## About this task
Could you count the lines below that include the word "schluessler" and give only the number?

## Dataset records
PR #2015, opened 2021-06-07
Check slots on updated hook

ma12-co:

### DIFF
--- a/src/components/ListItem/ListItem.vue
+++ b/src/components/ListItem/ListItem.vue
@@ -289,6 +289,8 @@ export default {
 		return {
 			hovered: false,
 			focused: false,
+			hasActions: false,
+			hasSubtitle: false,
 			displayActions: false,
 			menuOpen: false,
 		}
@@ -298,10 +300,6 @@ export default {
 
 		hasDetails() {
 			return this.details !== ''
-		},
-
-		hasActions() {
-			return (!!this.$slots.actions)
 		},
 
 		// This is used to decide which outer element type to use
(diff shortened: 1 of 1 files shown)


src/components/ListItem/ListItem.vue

==

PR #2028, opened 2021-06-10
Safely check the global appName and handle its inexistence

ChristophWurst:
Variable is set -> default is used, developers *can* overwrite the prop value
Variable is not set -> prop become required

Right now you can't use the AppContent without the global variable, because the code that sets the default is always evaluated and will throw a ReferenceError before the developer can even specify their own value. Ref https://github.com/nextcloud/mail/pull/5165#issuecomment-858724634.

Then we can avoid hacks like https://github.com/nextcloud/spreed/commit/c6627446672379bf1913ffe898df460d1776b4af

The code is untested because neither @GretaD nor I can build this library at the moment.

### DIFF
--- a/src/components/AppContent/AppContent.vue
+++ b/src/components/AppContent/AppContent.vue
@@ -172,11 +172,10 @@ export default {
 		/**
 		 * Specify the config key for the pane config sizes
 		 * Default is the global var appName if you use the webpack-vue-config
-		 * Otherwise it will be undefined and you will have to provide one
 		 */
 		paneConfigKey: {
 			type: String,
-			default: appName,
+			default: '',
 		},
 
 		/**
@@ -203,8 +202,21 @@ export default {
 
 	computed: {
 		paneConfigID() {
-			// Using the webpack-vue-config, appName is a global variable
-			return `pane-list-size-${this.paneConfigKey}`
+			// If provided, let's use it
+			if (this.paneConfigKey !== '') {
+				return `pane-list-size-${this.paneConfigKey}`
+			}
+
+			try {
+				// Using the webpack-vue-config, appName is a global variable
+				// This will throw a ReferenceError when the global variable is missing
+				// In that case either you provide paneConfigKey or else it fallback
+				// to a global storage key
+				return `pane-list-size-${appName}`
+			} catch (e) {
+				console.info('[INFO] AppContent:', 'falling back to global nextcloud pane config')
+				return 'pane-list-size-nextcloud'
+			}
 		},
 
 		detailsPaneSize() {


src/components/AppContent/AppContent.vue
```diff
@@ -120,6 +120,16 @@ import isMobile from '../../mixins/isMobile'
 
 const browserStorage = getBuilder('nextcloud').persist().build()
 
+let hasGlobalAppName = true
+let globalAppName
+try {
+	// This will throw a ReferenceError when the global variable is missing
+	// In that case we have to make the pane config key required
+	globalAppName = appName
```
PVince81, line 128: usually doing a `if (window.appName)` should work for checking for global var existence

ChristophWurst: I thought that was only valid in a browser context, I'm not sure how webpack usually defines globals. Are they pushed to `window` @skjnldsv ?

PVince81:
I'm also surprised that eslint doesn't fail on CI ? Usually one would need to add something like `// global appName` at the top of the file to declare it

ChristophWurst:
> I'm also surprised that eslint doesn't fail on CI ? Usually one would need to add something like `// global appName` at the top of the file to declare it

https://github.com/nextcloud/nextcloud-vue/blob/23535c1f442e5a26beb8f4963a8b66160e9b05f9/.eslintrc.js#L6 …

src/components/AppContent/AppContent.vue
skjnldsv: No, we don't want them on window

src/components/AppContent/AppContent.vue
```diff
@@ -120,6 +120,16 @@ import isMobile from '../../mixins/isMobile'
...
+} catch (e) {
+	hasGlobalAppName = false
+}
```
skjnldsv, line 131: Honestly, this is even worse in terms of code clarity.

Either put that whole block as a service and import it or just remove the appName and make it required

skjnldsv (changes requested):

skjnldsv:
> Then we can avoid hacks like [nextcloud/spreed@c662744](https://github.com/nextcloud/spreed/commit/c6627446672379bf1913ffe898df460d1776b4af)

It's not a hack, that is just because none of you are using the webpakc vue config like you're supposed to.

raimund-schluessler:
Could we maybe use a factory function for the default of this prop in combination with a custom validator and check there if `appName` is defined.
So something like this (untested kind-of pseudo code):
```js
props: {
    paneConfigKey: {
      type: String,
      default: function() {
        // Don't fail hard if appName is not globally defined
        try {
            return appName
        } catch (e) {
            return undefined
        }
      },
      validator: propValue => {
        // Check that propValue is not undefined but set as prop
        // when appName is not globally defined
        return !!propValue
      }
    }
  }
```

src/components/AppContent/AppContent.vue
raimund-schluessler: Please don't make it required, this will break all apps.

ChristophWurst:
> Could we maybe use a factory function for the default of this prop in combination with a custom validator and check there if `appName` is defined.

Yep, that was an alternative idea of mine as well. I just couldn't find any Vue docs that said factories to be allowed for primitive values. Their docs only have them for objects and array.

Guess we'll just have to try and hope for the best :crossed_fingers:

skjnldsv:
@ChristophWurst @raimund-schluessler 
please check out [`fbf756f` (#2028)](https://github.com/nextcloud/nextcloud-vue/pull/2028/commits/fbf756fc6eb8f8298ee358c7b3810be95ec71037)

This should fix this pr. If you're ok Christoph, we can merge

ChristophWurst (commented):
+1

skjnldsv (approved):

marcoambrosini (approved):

## Expected output
3